▸ Aim of the exercise: Your output should repeat each record below with no differences.

▸ Input for this task:

################

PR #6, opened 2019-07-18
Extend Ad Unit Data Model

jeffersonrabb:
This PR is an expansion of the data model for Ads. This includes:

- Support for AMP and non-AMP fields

################

▸ Your solution:
PR #6, opened 2019-07-18
Extend Ad Unit Data Model

jeffersonrabb:
This PR is an expansion of the data model for Ads. This includes:

- Support for AMP and non-AMP fields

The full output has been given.